O Detran de Mato Grosso do Sul é o único a dispor de um centro de formação de condutores voltado aos deficientes físicos, de acordo com o órgão. As aulas teóricas podem ser feitas em centros convencionais, e as aulas práticas nas categorias A e B são oferecidas de graça pelo departamento. O centro possui automóveis adaptados e um triciclo especial do mesmo modelo que foi adquirido por Domingues.
“Ele começou como todo aluno, com dificuldades no início, achando que não daria conta. Agora ele está aí, aprovado”, diz o instrutor.
O examinador Sílvio Ângelo da Silva, que acompanhou as manobras do cadeirante no dia da prova, disse que ele não perdeu nenhum ponto durante o percurso. “Ele fez passagem de nível, conversão, obedeceu aos semáforos e às placas, trocou de pista, tudo de forma correta”, afirmou.
Após saber do resultado, Domingues disse esperar que outros cadeirantes como ele possam tirar a CNH da categoria A. “Isso vai beneficiar muita gente, porque é chato depender dos outros para tudo. Agora vou poder ir sempre que quiser à praia, ao centro da cidade.”
Características
O nome de “batismo” do triciclo é Biga, e o visual remete aos carros de combate usados na Antiguidade. O motor importado de 100 cilindradas pode desenvolver velocidade nominal de 80 km/h, mas o manual recomenda que o condutor trafegue em segurança a no máximo 60 km/h. O câmbio automático é composto por três marchas à frente e uma à ré, que são indicadas por luzes no painel.

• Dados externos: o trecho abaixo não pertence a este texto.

PR #60, opened 2023-01-24
add logging-infrastructure/promtail-config-management

TheoBrigitte:
Towards: https://github.com/giantswarm/roadmap/issues/1903

Adding description and details regarding how we will handle the Promtail configuration.


logging-infrastructure/promtail-config-management.md
```diff
@@ -0,0 +1,43 @@
...
+
+## Architecture
+
+Here is a schema describing how the Promtail configuration is managed :
+
+![promtail-config-management](./assets/promtail-config-management.svg)
+
+We have 3 distinct source of truth :
+
+* `scrape_config`
```
puja108, line 23: This looks to be your interface to other teams. Not sure if as part of this RFC or a separate one you want to suggest how this interface is defined, managed, and if it fulfills the use cases the other teams (and ideally at some point similarly customers) have. Interesting in that context would be if it's some kind of standard upstream interface, so we have a minimum amount of specificity and can onboard users quickly (and with upstream docs).

This might be a topic that can be brought to SIG architecture for example, as I think that's where we want to agree on inter-team interfaces.

TheoBrigitte: Yes good point, I had similar thoughts towards this afterwards. The `scrape_config` is the interface to plug-in application logs to our Loki. This need to be clearly defined. Will revisit this then.

QuantumEnigmaa (approved):
I think the graph alone explains most of the architecture and the md file is also well redacted :)

logging-infrastructure/promtail-config-management.md
```diff
@@ -0,0 +1,43 @@
...
+
+As a Giant Swarm engineer, I want to be able to deploy configuration for ingesting logs to all our cluster in a unified way.
+
+## Context
+
+Our logging infrastructure will rely on [Promtail](https://grafana.com/docs/loki/latest/clients/promtail/) to ingest logs. Promtail act as agent which collect logs locally from within the cluster and ship them to an external component for storage and processing.
+
+After deploying Promtail we need to control 3 elements :
+
+- The `scrape_config`, which describe how Promtail will discover targets to collect logs from.
```
hervenicol, line 11:
```suggestion
- The `scrape_config`, which describes how Promtail will discover targets to collect logs from.
```

logging-infrastructure/promtail-config-management.md
```diff
@@ -0,0 +1,43 @@
...
+   - In the Grafana Loki datasource: to read logs from Loki
+
+* toggle flag
+
+  The toggle flag is defined in the giantwarm/config repository, which give us the ability to enable and disable log ingestion per installation.
+
+
+## Limitation
+
+* Using the same `scrape_config` for all cluster regardless of provider and version. This has the benefit for us to deploy update easily. Also this should not be a problem regarding target discovery, learning from Promtheus scrape config we should be able to define a clear interface.
```
hervenicol, line 41:
```suggestion
* Using the same `scrape_config` for all installations/clusters regardless of provider and version. This has the benefit for us to deploy update easily. Also this should not be a problem regarding target discovery, learning from Prometheus scrape config we should be able to define a clear interface.
```

hervenicol (approved):
Very nice!

logging-infrastructure/promtail-config-management.md
puja108: fine by me to have that separate, I only wanted to point it out as we should not be waiting too long with defining interfaces and thinking about the end user use cases that we can cover, as we need to iterate more with end users outside the team so you get feedback earlier.

QuentinBisson: Sure @puja108 my comment was mostly for Theo so that he does not get into too much detail and maybe postpone work on Promtail until we have a proper interface (which would eventually change anyway) defined :)

I do agree we need to think it through eventually and having an operator to manage the promtail config will help for this. We can think about some kind of CR that let the customer configure the applications they want to have their logs shipped (could be opt-in/out by default, maybe defined at the installation level).

Our first plan is to get the giant swarm logs first abd this would be in the defautl config. The controller would be able to override that config anyway the same way the prometheus-operator renders the promtheus configuratoin from all the servicemonitors on a cluster :)

PR #61, opened 2023-01-25
rfc about crossplane's access to infrastructure

piontec:
This is written from my perspective - and I don't have much knowledge about how we bootstrap and manage underlying infrastructure. As such, more ideas are very welcome :)

### DIFF
--- a/crossplane-infra-access/README.md
+++ b/crossplane-infra-access/README.md
@@ -47,3 +47,12 @@ To limit the problematic side of creating access tokens with cloud provider's IA
 
 This is exactly like 2., but we start with a limited set of service allowed (right now we know that we need S3, so we include S3 only). When more services are required, we add more permissions to already existing token.
 
+### 4. IRSA + Role claims
+
+According to [docs](https://github.com/upbound/provider-aws/blob/main/AUTHENTICATION.md) we should be able to mix IRSA and assumed Web Identity providers. In this solution, `Crossplane` controllers run with a ServiceAccount that is authenticated by IRSA and authorized in IAM to claim other Roles in IAM. Then, we and customers can create multiple `ProviderConfig`s CRs that reference different IAM roles that `aws-provider` controller is able to claim using IRSA. This seems like a preferred solution, but has to be tested.
+
+Problems/questions:
+- This doesn't solve a use case, where clients (software) access to AWS infrastructure created by Crossplane needs to be based on access keys (we have this issue with Harbor). This can be worked-around by creating an IAM role, user and access keys from Crossplane, in the same go as the needed infrastructure, but this seems to be a complex and error prone solution.
+- `aws-provider` controller still runs with a single SA (obviously). This means, that the IAM Role it runs with has to have permissions to claim all other needed IAM roles, including these created by a customer. And we don't want to edit our Role every time a customeror we adds another to-be-claimed Role.
+
+
--- a/crossplane-infra-access/README.md
+++ b/crossplane-infra-access/README.md
@@ -34,8 +34,7 @@ Specific questions in regard to infrastructure provider access tokens:
 
 ### 1. No default access token
 
-As it's hard to create a limited yet elastic set of access permissions to the infrastructure, we provide no default config. Every user that will need to do something will have to manage 
-access tokens on its own. Sample workflow: a user that needs access to S3, needs to create AWS Access Keys on each MC. Then, the user needs to encrypt them and add to the [management clusters fleet repo](https://github.com/giantswarm/management-clusters-fleet/) in `sops` encrypted form. As a result, access tokens are delivered to every MC and RBAC permissions to them can be handled easy as a common RBAC configuration delivered by Flux to every relevant MC.
+As it's hard to create a limited yet elastic set of access permissions to the infrastructure, we provide no default config. Every user that will need to do something will have to manage access tokens on its own. Sample workflow: a user that needs access to S3, needs to create AWS Access Keys on each MC. Then, the user needs to encrypt them and add to the [management clusters fleet repo](https://github.com/giantswarm/management-clusters-fleet/) in `sops` encrypted form. As a result, access tokens are delivered to every MC and RBAC permissions to them can be handled easily as a common RBAC configuration delivered by Flux to every relevant MC.
 
 Questions:
 - Is it possible/realistic to automate creation of these access keys (same set of permissions, but on different infra provider accounts)? What about different providers (AWS vs Azure vs ...)
--- a/crossplane-infra-access/README.md
+++ b/crossplane-infra-access/README.md
@@ -1,0 +1,50 @@
+# Crossplane infrastructure access
+
+## Intro
+
+Team Honeybadger is deploying Crossplane to MCs. Crossplane can be used to manage infrastructure on the cloud provider side by both us and out customers.
+
+In order to do that, Crossplane has to be able to authenticate and authorize against the infrastructure provider. The access model that Crossplane uses depends on the user. By default, Crossplane doesn't require nor provide any access info. The administrator of Crossplane can create as many access secrets as he/she wants and can grant access to them to other Kubernetes users using the standard RBAC configuration.
+
+Example:
+1. Crossplane admin logins to an AWS account. In IAM, it creates two roles:
+  - `s3-access` that grants permissions to use S3 only,
+  - `db-access` that allows usage of RDS,
+2. For both roles, the admin creates access keys. Then, access keys are saved as secrets in the kubernetes API.
+3. The admin creates 2 `ProviderConfig` custom resources, named `s3` and `rds`, referencing respective Secrets with AWS API keys. Access to `ProviderConfig` is restricted.
+4. The admin grants permissions with RBAC:
+  - he/she allows access to `rds` `ProviderConfig` to the `db-automation` ServiceAccount in the `devel` Namespace
+  - he/she allows access to the `s3` `ProviderConfig` to the `customer-admins` Group
+5. From now on, respective SA and users belonging to the group can request Crossplane to manage (CRUD) resources in AWS.
+
+## Problem
+
+We want to configure all our MCs so that it's easy to use Crossplane by our internal (Giant Swarm) users.
+
+Example:
+1. We want to deploy Harbor to all CAPA MCs. Harbor needs an S3 bucket to work. How can we pre-configure MCs, so that it is possible to create the necessary buckets as part of Harbor App deployment?
+
+Specific questions in regard to infrastructure provider access tokens:
+
+1. Is it possible to easily mass-create a set of access credentials across multiple/all MCs?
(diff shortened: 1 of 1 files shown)


crossplane-infra-access/README.md
```diff
@@ -0,0 +1,50 @@
+# Crossplane infrastructure access
+
+## Intro
+
+Team Honeybadger is deploying Crossplane to MCs. Crossplane can be used to manage infrastructure on the cloud provider side by both us and out customers.
+
+In order to do that, Crossplane has to be able to authenticate and authorize against the infrastructure provider. The access model that Crossplane uses depends on the user. By default, Crossplane doesn't require nor provide any access info. The administrator of Crossplane can create as many access secrets as he/she wants and can grant access to them to other Kubernetes users using the standard RBAC configuration.
+
+Example:
+1. Crossplane admin logins to an AWS account. In IAM, it creates two roles:
```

A aceleração fica no punho direito, e os dois manetes acionam os freios. O manete esquerdo possui ainda um mecanismo que ativa o freio de estacionamento. Velocímetro, indicador do reservatório de combustível e buzina ficam no guidão. A capacidade do veículo é para apenas uma pessoa.
O cadeirante não precisa de auxílio de terceiros para usar o triciclo especial. Uma alavanca faz com que a plataforma seja rebaixada ao nível do chão, e corrimãos servem de apoio para subir ou descer do veículo. Travas garantem que a cadeira de rodas não se movimente durante a condução do triciclo. De acordo com a fabricante, o preço do produto é de R$ 15 mil.
Como um veículo zero
Segundo o idealizador e fabricante Oraci Silva da Costa, a ideia começou a sair do papel há cinco anos, quando ele se aposentou como professor de ensino industrial. O amplo conhecimento sobre mecânica e a paixão por motocicletas somaram-se à intenção de desenvolver veículos especiais. Desde então já foram comercializadas 13 unidades, sempre sob encomenda.
As peças não são reaproveitadas de outros veículos. “É o único triciclo do país totalmente projetado, diferentemente de outras motocicletas adaptadas para cadeirantes”, explica Costa. A vantagem, segundo ele, é que o triciclo sai da linha de montagem com o Registro Nacional de Veículos Automotores (Renavam). “É como um carro zero quilômetro que se compra em uma loja”, afirma.